SUPPLIED MATERIAL:
PR #1817, opened 2026-06-14
dc-knowledge: improve typings and unify prompts/data between CLI and SaaS

dreadatour:
Changes related only to Knowledge Base DataChain skill.

- New `types.py` with `TypedDicts` for the bucket/dataset snapshots the prompts consume, and the scripts are now annotated against them — so the JSON shape and the prompt spec stay in sync in both CLI (DataChain) and SaaS (Studio).
- Dependency-entry building consolidated into `utils.dep_entry`, which now also links each dependency to its own knowledge doc so the lineage graph is followable by link.
- Fetch direct dependencies only (`indirect=False`) and drop the catalog-based script-diffing, which was heavy and rarely useful.
- De-duplicate query scripts across versions so the same script isn't rendered twice, and fix `merge_versions` so a version present in both the file and a refetch no longer shows up twice.
- Prompts now document the warnings field and tell the model to surface completeness caveats without echoing raw internal error strings.
- Added unit tests for the new helpers and the merge fix.


tests/unit/test_skill_knowledge_scripts.py
```diff
@@ -425,6 +471,22 @@ def test_build_changes_script_unchanged():
     assert result["previous_script"] is None
 
 
+# ---------------------------------------------------------------------------
```
shcheklein, line 475: again, weird delimiters, comments, style - please cleanup

amritghimire (approved):
LGTM aside from some cosmetic changes asked by ivan.

tests/unit/test_skill_knowledge_scripts.py
dreadatour: I was following the style of these tests. Don't want to have unrelated "cleanup" changes in this PR.

Let me do the proper cleanup in separate PR on top of this.

dreadatour: See this follow-up PR: https://github.com/datachain-ai/datachain/pull/1821

shcheklein:
@dreadatour what is the status here?

dreadatour:
> @dreadatour what is the status here?

I'll merge this along with Studio PR.

src/datachain/skill/knowledge/collect.py
```diff
@@ -0,0 +1,67 @@
+"""Build a dataset snapshot from any `AbstractMetastore`."""
```
dmpetrov: We do not do file headers. Please remove all if no real need.

src/datachain/skill/knowledge/collect.py
```diff
@@ -0,0 +1,67 @@
...
+    from datachain.dataset import (
+        DatasetDependency,
+        DatasetRecord,
+        DatasetVersion,
+        Project,
+    )
+    from datachain.skill.knowledge.types import DatasetSnapshot, DependencyEntry
+
+
+def collect_dataset_snapshot(
```
dmpetrov, line 18: good idea! it's about the whole file

src/datachain/skill/knowledge/scripts/summary.py
```diff
@@ -451,11 +431,6 @@ def _summarize_list(values):
     }
 
 
-# ---------------------------------------------------------------------------
-# Formatting helpers
-# ---------------------------------------------------------------------------
```
dmpetrov, line 456: thanks for cleanning up all these crappy comments :)

src/datachain/skill/knowledge/scripts/summary.py
```diff
@@ -528,19 +498,13 @@ def _build_overview(total_rows, columns_info, col_results, schema):
     return SEP.join(parts)
 
 
-# ---------------------------------------------------------------------------
-# Main entry points
-# ---------------------------------------------------------------------------
-
-
-def dataset_summary_from_chain(chain) -> dict:
+def dataset_summary_from_chain(chain: "DataChain") -> dict:
```
dmpetrov: do we need a class/TypedDict for the summary?

dmpetrov (approved):
Amazing change - thank you. just a few minor comments!

dmpetrov:
> > @dreadatour what is the status here?
> 
> I'll merge this along with Studio PR.

I'd suggest merging it sooner. It blocks other changes in the skill.

If you think more changes might be required for the Studio part - it's better to create another PR.

dreadatour:
> > > @dreadatour what is the status here?
> 
> > 
> 
> > I'll merge this along with Studio PR.
> 
> 
> 
> I'd suggest merging it sooner. It blocks other changes in the skill.
> 
> 
> 
> If you think more changes might be required for the Studio part - it's better to create another PR.

Deal! Let me review it one more time and I'll merge it 👍

PR #1818, opened 2026-06-15
Fix broken tests after pytest update

dreadatour:
Pytest 9.1 rejects a pattern we use everywhere: a fixture with default `params` that individual tests narrow via an indirect `parametrize` of the same arg. It now fails at collection with `duplicate parametrization` ([pytest #13974(https://github.com/pytest-dev/pytest/issues/13974)).

The defaults move off the fixtures into a small `pytest_generate_tests` hook that applies them only when a test hasn't parametrized that arg itself. The per-test overrides stay `indirect` (a direct override doesn't work with our session-scoped `cloud_type → cloud_server` chains — the value never reaches the dependent fixtures).

Behavior is unchanged — same matrix, same overrides, same `--disable-remotes` skips; only test-ID segment ordering shifts. Collection is clean again and the unit suite is green under 9.1.

### DIFF
--- a/tests/conftest.py
+++ b/tests/conftest.py
@@ -416,7 +416,7 @@ def pytest_configure(config):
     )
 
 
-@pytest.fixture(scope="session", params=[DEFAULT_TREE])
+@pytest.fixture(scope="session")
 def tree(request):
     return request.param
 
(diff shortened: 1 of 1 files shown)


shcheklein (approved):

ilongin:
Merging this to unblock other PRs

BRIEF: From the first line down to the last, give the records again exactly.

SOLUTION TO THIS PROBLEM:
PR #1817, opened 2026-06-14
dc-knowledge: improve typings and unify prompts/data between CLI and SaaS

dreadatour:
Changes related only to Knowledge Base DataChain skill.

- New `types.py` with `TypedDicts` for the bucket/dataset snapshots the prompts consume, and the scripts are now annotated against them — so the JSON shape and the prompt spec stay in sync in both CLI (DataChain) and SaaS (Studio).
- Dependency-entry building consolidated into `utils.dep_entry`, which now also links each dependency to its own knowledge doc so the lineage graph is followable by link.
- Fetch direct dependencies only (`indirect=False`) and drop the catalog-based script-diffing, which was heavy and rarely useful.
- De-duplicate query scripts across versions so the same script isn't rendered twice, and fix `merge_versions` so a version present in both the file and a refetch no longer shows up twice.
- Prompts now document the warnings field and tell the model to surface completeness caveats without echoing raw internal error strings.
- Added unit tests for the new helpers and the merge fix.


tests/unit/test_skill_knowledge_scripts.py
```diff
@@ -425,6 +471,22 @@ def test_build_changes_script_unchanged():
     assert result["previous_script"] is None
 
 
+# ---------------------------------------------------------------------------
```
shcheklein, line 475: again, weird delimiters, comments, style - please cleanup

amritghimire (approved):
LGTM aside from some cosmetic changes asked by ivan.

tests/unit/test_skill_knowledge_scripts.py
dreadatour: I was following the style of these tests. Don't want to have unrelated "cleanup" changes in this PR.

Let me do the proper cleanup in separate PR on top of this.

dreadatour: See this follow-up PR: https://github.com/datachain-ai/datachain/pull/1821

shcheklein:
@dreadatour what is the status here?

dreadatour:
> @dreadatour what is the status here?

I'll merge this along with Studio PR.

src/datachain/skill/knowledge/collect.py
```diff
@@ -0,0 +1,67 @@
+"""Build a dataset snapshot from any `AbstractMetastore`."""
```
dmpetrov: We do not do file headers. Please remove all if no real need.

src/datachain/skill/knowledge/collect.py
```diff
@@ -0,0 +1,67 @@
...
+    from datachain.dataset import (
+        DatasetDependency,
+        DatasetRecord,
+        DatasetVersion,
+        Project,
+    )
+    from datachain.skill.knowledge.types import DatasetSnapshot, DependencyEntry
+
+
+def collect_dataset_snapshot(
```
dmpetrov, line 18: good idea! it's about the whole file

src/datachain/skill/knowledge/scripts/summary.py
```diff
@@ -451,11 +431,6 @@ def _summarize_list(values):
     }
 
 
-# ---------------------------------------------------------------------------
-# Formatting helpers
-# ---------------------------------------------------------------------------
```
dmpetrov, line 456: thanks for cleanning up all these crappy comments :)

src/datachain/skill/knowledge/scripts/summary.py
```diff
@@ -528,19 +498,13 @@ def _build_overview(total_rows, columns_info, col_results, schema):
     return SEP.join(parts)
 
 
-# ---------------------------------------------------------------------------
-# Main entry points
-# ---------------------------------------------------------------------------
-
-
-def dataset_summary_from_chain(chain) -> dict:
+def dataset_summary_from_chain(chain: "DataChain") -> dict:
```
dmpetrov: do we need a class/TypedDict for the summary?

dmpetrov (approved):
Amazing change - thank you. just a few minor comments!

dmpetrov:
> > @dreadatour what is the status here?
> 
> I'll merge this along with Studio PR.

I'd suggest merging it sooner. It blocks other changes in the skill.

If you think more changes might be required for the Studio part - it's better to create another PR.

dreadatour:
> > > @dreadatour what is the status here?
> 
> > 
> 
> > I'll merge this along with Studio PR.
> 
> 
> 
> I'd suggest merging it sooner. It blocks other changes in the skill.
> 
> 
> 
> If you think more changes might be required for the Studio part - it's better to create another PR.

Deal! Let me review it one more time and I'll merge it 👍

PR #1818, opened 2026-06-15
Fix broken tests after pytest update

dreadatour:
Pytest 9.1 rejects a pattern we use everywhere: a fixture with default `params` that individual tests narrow via an indirect `parametrize` of the same arg. It now fails at collection with `duplicate parametrization` ([pytest #13974(https://github.com/pytest-dev/pytest/issues/13974)).

The defaults move off the fixtures into a small `pytest_generate_tests` hook that applies them only when a test hasn't parametrized that arg itself. The per-test overrides stay `indirect` (a direct override doesn't work with our session-scoped `cloud_type → cloud_server` chains — the value never reaches the dependent fixtures).

Behavior is unchanged — same matrix, same overrides, same `--disable-remotes` skips; only test-ID segment ordering shifts. Collection is clean again and the unit suite is green under 9.1.

### DIFF
--- a/tests/conftest.py
+++ b/tests/conftest.py
@@ -416,7 +416,7 @@ def pytest_configure(config):
     )
 
 
-@pytest.fixture(scope="session", params=[DEFAULT_TREE])
+@pytest.fixture(scope="session")
 def tree(request):
     return request.param
 
(diff shortened: 1 of 1 files shown)


shcheklein (approved):

ilongin:
Merging this to unblock other PRs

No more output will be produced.